On Monday May 16th, the CalPERS Investment Committee met to select a new consultant for their real estate portfolio, hearing pitches from the two finalists, Courtland Partners and Pension Consulting Alliance (PCA).
Courtland presented their pitch first, with their focus and experience as a real asset specific firm serving as their key selling point. Courtland highlighted their experience working with other public plans, four of which were in the state of California, and their existing partnership with CalPERS in the form of annual investment reviews (2011-2016). Also of note was their claim of cost effectiveness, striving to provide superior service at a lower rate (50% less than PCA), and their international experience gained from their new London office. If selected, Courtland pledged to open a new office in Sacramento to better facilitate their relationship with CalPERS.
PCA’s major selling point was their pre-exiting relationship with CalPERS as their current consultant. This relationship, they claimed, allowed them better understanding of CalPERS’ values and goals, as well as familiarity with the current staff, which a new firm would lack.

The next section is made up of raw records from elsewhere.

PR #640, opened 2023-04-28
Hotfix PING to enable multiplayer

CanyonTurtle:
@aduros woopsie! I just realized PING multiplayer was disabled from a bug, here's a fix.


CanyonTurtle:
Thanks for getting this merged! When will it go live?

PR #647, opened 2023-05-30
Make the invite link work for html bundles

leighmcculloch:
### What
Make the invite link the same URL that the game is being displayed from with the netplay peer ID parameter, instead of a link to wasm4.org/netplay.

### Why
When bundling wasm4 games as HTML, it's an odd user experience that invite links take players off to another website.

### DIFF
--- a/runtimes/web/src/netplay/index.ts
+++ b/runtimes/web/src/netplay/index.ts
@@ -249,7 +249,14 @@ export class Netplay {
     }
 
     getInviteLink (): string {
-        var url = new URL(window.location.href);
+        const loc = window.location;
+        if (loc.protocol == "file:"
+            || loc.hostname == "localhost"
+            || loc.hostname == "127.0.0.1"
+            || loc.hostname == "wasm4.org") {
+            return `https://wasm4.org/netplay/#${this.peerMgr.localPeerId}`;
+        }
+        var url = new URL(loc.href);
         url.searchParams.set('netplay', this.peerMgr.localPeerId);
         return url.href;
     }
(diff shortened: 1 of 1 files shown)


leighmcculloch:
@aduros What do you think?

leighmcculloch:
@aduros If there's an alternative way you'd like addressing this issue approached, I'm happy to have a go of that too.

aduros:
This sounds good to me, but I think we need a special case for the games hosted on https://wasm4.org/play.

leighmcculloch:
What's the best way to signal that to the code generating the bundle?

leighmcculloch:
A command line option?

aduros:
I don't think we need a new param. The easiest way might be to branch on `location.host`/`location.protocol` in `getInviteLink`. If hosted on file://*, wasm4.org, or localhost it should use the original wasm4.org/netplay link, otherwise it can use the same URL with the netplay param.

leighmcculloch:
That's a trivial change. I can make that.

leighmcculloch:
I've made the change so that the original URL is preserved for file, localhost, and wasm4.org. On other domains it uses the existing URL.

aduros:
PR looks great, but is the new link not working on the connecting side? Nothing should have changed on the backend. Can you share a link? If you think it was just a network hiccup, I can just merge this 🙂

leighmcculloch:
It must be my network, because the netplay on wasm4.org with games hosted there is broken for me too. But it was working a couple weeks ago.

leighmcculloch:
@aduros Wdyt, mergeable?

aduros:
Sounds good! Thanks.

PR #648, opened 2023-05-30
Detect mobile with hover: none

leighmcculloch:
### What
Detect mobile with hover: none instead of pointer: coarse.

### Why
pointer: coarse is not a reliable way to identify mobile touch devices. Android Pixel 7 devices report themselves as pointer: fine.

### DIFF
--- a/runtimes/web/src/ui/virtual-gamepad.ts
+++ b/runtimes/web/src/ui/virtual-gamepad.ts
@@ -28,7 +28,7 @@ export class VirtualGamepad extends LitElement {
         :host {
             display: none;
         }
-        @media (pointer: coarse) {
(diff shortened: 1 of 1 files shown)


majaha:
Here's a relevant table in the spec: https://drafts.csswg.org/mediaqueries-4/#mf-interaction

It seems that by the spec, `pointer: coarse` should be sufficient. However, this seems to be broken on some Pixel phones at the moment, here's some relevent bug trackers:
https://github.com/ionic-team/ionic-framework/issues/26240
https://bugs.chromium.org/p/chromium/issues/detail?id=1384181

aduros:
Thanks!

PR #652, opened 2023-07-02
Resolving issue with copying netplay link on safari

BeefOnWeck:
Current fallback for copying netplay url to clipboard does not work in safari due to restriction that it must occur within a user interaction event. Proposed solution is to create a dialog box from which the user can copy the link and then close the dialog. Added benefit is that the current fallback makes use of execCommand, which is deprecated.

### DIFF
--- a/runtimes/web/src/ui/utils.ts
+++ b/runtimes/web/src/ui/utils.ts
@@ -42,25 +42,29 @@ export async function copyToClipboard (text: string): Promise<void> {
         // Attempt to use the async clipboard API, which is not universally supported
         await navigator.clipboard.writeText(text);
     } catch {
-        // Fall back to using execCommand on a dummy textarea element
-        const textArea = document.createElement('textarea');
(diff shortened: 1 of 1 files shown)


leighmcculloch (approved):
🎉

aduros:
Is there anything we can do to make sure the clipboard copy happens in a user interaction event?

BeefOnWeck:
This is what the dialog looks like with iOS Safari:
Maze Racer

Since every browser on the iPhone is webkit under the hood, players currently cannot get the netplay link if they're using an iPhone. The workaround is to start the game on another platform that has access to a non-webkit browser. This PR makes it so that iPhone users can at least get the netplay link.

aduros:
I think the root issue is the pause menu button tap is on pointerdown, whereas iOS only considers pointerup to be a user interaction. We can probably fix this by waiting for the following pointerup after pointerdown to perform the copy.

I'll merge this for now though as a workaround until we can look into that. Thanks!

PR #4607, opened 2020-12-09
Add 1 Spanish synonym

mrmd8:
Adding one widely used Spanish synonym for High-fructose corn syrup


stephanegigandet (approved):
Thank you!

PR #4611, opened 2020-12-10
Added the Israeli Mandatory labels

yarons:
As per #4481

### DIFF
--- a/taxonomies/labels.txt
+++ b/taxonomies/labels.txt
@@ -16145,6 +16145,22 @@ country:en:United States
 en:Real California Cheese
 country:en:United States
 
+en:Green Label
+he:הסימון הירוק
+country:en:Israel
+
+en:High level of fat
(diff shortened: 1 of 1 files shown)


stephanegigandet (changes requested):
For labels that are specific to a country, if the name is not distinctive (e.g. if the name could be used in other countries as well), then we should probably add the name of the country, so that we don't mix different labels together.

e.g. maybe something like:

en:Green Label - Israel
he:הסימון הירוק
countries:en: en:israel

en:High level of fat - Israel
he:שומן בכמות גבוהה
countries:en: en:israel

yarons:
Done, anything else I should change?

PS We should really switch to Wikidata :)

teolemon:
Ok for me. @stephanegigandet needs to approve so that we can merge.

stephanegigandet (approved):

PR #4624, opened 2020-12-12
mount logs, update Config.pm, fixes #4591

### LINKED ISSUE #4591: Docker environment not starting, related to ecoscore
Reported by @leventgunay : 

Log::Any::Proxy=HASH(0x563476144e58)[Sun Dec 06 10:59:36.205749 2020] [perl:error] [pid 24:tid 140342709499008] 30 unrecognized materials in CSV /mnt/podata/ecoscore/data/Eco_score_Calculateur.csv.11 at /opt/product-opener/lib/ProductOpener/Ecoscore.pm line 285, <$io> line 31.\nCompilation failed in require at (eval 2) line 1.\n
[Sun Dec 06 10:59:36.205917 2020] [perl:error] [pid 24:tid 140342709499008] Can't load Perl file: /opt/product-opener/lib/startup_apache2.pl for server productopener.localhost:0, exiting...

12 h 02
could anyone help me addressing this issue? i try to run start_dev but failing while processing eco score data.
12 h 02
[3688] /opt/product-opener/lib/ProductOpener/Ecoscore.pm 264 ProductOpener.Ecoscore {material => 'PS',material_id => 'fr:PS'} ecoscore material does not exist in taxonomy

stephanegigandet:
- mount the logs for easier debugging as suggested by @leventgunay 
- update Config.pm so that it loads the new taxonomies (and also add support for many other things like product attributes)

 fixes #4591

### DIFF
--- a/docker/backend-dev/conf/Config.pm
+++ b/docker/backend-dev/conf/Config.pm
@@ -252,6 +252,7 @@ $page_size = 20;
 
 $google_analytics = '';
 
+
 my @icons = (
 	{ "platform" => "ios", "sizes" => "57x57", "src" => "https://static.$server_domain/images/favicon/apple-touch-icon-57x57.png" },
 	{ "platform" => "ios", "sizes" => "60x60", "src" => "https://static.$server_domain/images/favicon/apple-touch-icon-60x60.png" },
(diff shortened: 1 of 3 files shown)


docker/backend-dev/conf/Config.pm
```diff
@@ -553,17 +690,61 @@ $options{import_export_fields_groups} = [
...
+# allow moving products to other instances of Product Opener on the same server
+# e.g. OFF -> OBF
+
+$options{current_server} = "off";
+
+$options{other_servers} = {
+	obf =>
+	{
+		name => "Open Beauty Facts",
+		data_root => "/srv/obf",
```
hangy, line 716: These don't exist in the docker environment, though.

stephanegigandet: Well it doesn't really hurt. I'd like to keep the Config.pm file as close as possible to the Config_off.pm file. Ideally they should be the same. Maybe we can just move anything that needs to be different to Config2.pm (like the google analytics stuff)

Regarding the "admin" user, is there such a user?

hangy: > Well it doesn't really hurt.

Doesn't it cause an unusable functionality for admin users?

> I'd like to keep the Config.pm file as close as possible to the Config_off.pm file. Ideally they should be the same. Maybe we can just move anything that needs to be different to Config2.pm (like the google analytics stuff)

How much of that is specific to _off, _obf_, etc.? 

> Regarding the "admin" user, is there such a user?

There are no users given by default, so you can register an admin with whatever password you want.

stephanegigandet: > How much of that is specific to _off, _obf_, etc.?

I think the docker environment should by default use Config_off.pm, which turns all the specific OFF feature on.

stephanegigandet: > Doesn't it cause an unusable functionality for admin users?

It's going to enable the feature that allows admin users to move a product to OBF etc. if they enter "obf" as the new barcode. And it will not work, but that's not going to cause an issue. On the contrary, it will force us to handle the case gracefully when the configuration specifies paths etc. that don't actually exist.

leventgunay (approved):
i have applied these changes on my local and it is finally up and running :) thx

stephanegigandet:
I'm merging this as it solves the issue #4591 . And we can improve how to use/divide Config.pm in another issue.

PCA made note that under their supervision, the CalPERS real estate portfolio has made significant strides towards their investment goals, with lower risk and better than expected returns, in addition to weathering the turbulent markets of several years ago. In contrast to Courtland, PCA highlighted their broader role as a consultant, focusing on more than just real estate, which allows them better perspective on key issues such as ESG. Both perspective consultants made note of their willingness to speak their opinions, even when it disagreed with staff, and commitment to reconciling those disagreements should they arise.
In terms of market outlook, both PCA and Courtland advised a more defensive investment strategy to better prepare the portfolio for the next market correction. Both firms also stressed the importance of long terms investments, a strategy which CalPERS’ size and patience makes even more beneficial.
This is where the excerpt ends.